American historian (born 1961)

Marshall Tillbrook Poe (born December 29, 1961) is an American historian, writer, editor and founder of the New Books Network, an online collection of podcast interviews with a wide range of non-fiction authors. He has taught Russian, European, Eurasian and World history at various universities including Harvard, Columbia, University of Iowa, and the University of Massachusetts Amherst. He has also taught courses on new media and online collaboration.

Poe is the author or editor of a number of books on early modern Russia. He has also published A History of Communications: Media and Society from the Evolution of Speech to the Internet, a book that examines how various communications media shape social practices and values.

In 2005, Poe founded the now-defunct MemoryArchive, a universal wiki-type archive of contemporary memoirs. It encouraged people to contribute written accounts of their personal memories that would be part of a searchable, online database. There he contributed numerous personal accounts of his own, from playing basketball with Barack Obama, to stumbling onto a crime scene of Dennis Rader's, the BTK serial killer.

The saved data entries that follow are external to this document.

PR #7489, opened 2023-10-07
Add support for TimeLineAscii in 'ToText' method

ivandrofly:
Added support for exporting subtitles to TimeLineAscii format in SubtitleFormat class. This would help to provide different formats for the subtitles depending on the user's preference. A new internal class called 'TimeLineAsciiTextWriter' has been introduced to handle the writing of subtitle data into the TimeLineAscii format. There's also a change in the placement of TimeLineAscii in the formats list and a 'TODO' comment has been added for future reference.

### DIFF
--- a/src/libse/SubtitleFormats/SubtitleFormat.cs
+++ b/src/libse/SubtitleFormats/SubtitleFormat.cs
@@ -220,6 +220,7 @@ namespace Nikse.SubtitleEdit.Core.SubtitleFormats
                     new TimedText200604CData(),
                     new TimedText200604Ooyala(),
                     new TimedText(),
+                    new TimeLineAscii(),
                     new TitleExchangePro(),
                     new Titra(),
                     new TmpegEncText(),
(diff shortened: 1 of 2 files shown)


src/libse/SubtitleFormats/SubtitleFormat.cs
```diff
@@ -666,7 +667,7 @@ public static SubtitleFormat[] GetTextOtherFormats()
                 new DlDd(),
                 new Ted20(),
                 new Captionate(),
-                new TimeLineAscii(),
+                new TimeLineAscii(), // TODO: remove from here?
```
ivandrofly, line 670: Should we keep the format in `GetTextOtherFormats` since it now support writing to text? @niksedk

src/libse/SubtitleFormats/TimelineAscii.cs
```diff
@@ -37,6 +37,7 @@ public TimeLineAsciiTextWriter(bool useWindowStyleNewline)
                 _stringWriter.NewLine = useWindowStyleNewline ? "\r\n" : "\n";
                 _stringWriter.WriteLine("<summary>");
                 _stringWriter.WriteLine("Timeline Ascii export - THE MOVIE TITRE EDITOR - http://www.pld.ttu.ee/~priidu/timeline/ by priidu@pld.ttu.ee");
+                _stringWriter.WriteLine();
```
ivandrofly, line 40: image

In 2006, Poe wrote an influential commentary on Wikipedia, the online encyclopedia, while serving as a writer, researcher and editor at The Atlantic magazine.

==Education and academic career==
Marshall Poe was born in Huntsville, Alabama, on December 29, 1961. His early schooling was hampered by what he has called "pretty severe dyslexia". As a result, he did not learn to read until the second or third grade in primary school.

Poe graduated from Wichita Southeast High School in 1980 and earned his B.A. in 1984 at Grinnell College where he was named outstanding student in history. He earned his M.A. from the University of California, Berkeley, in 1986 and his Ph.D in history at Berkeley in 1992.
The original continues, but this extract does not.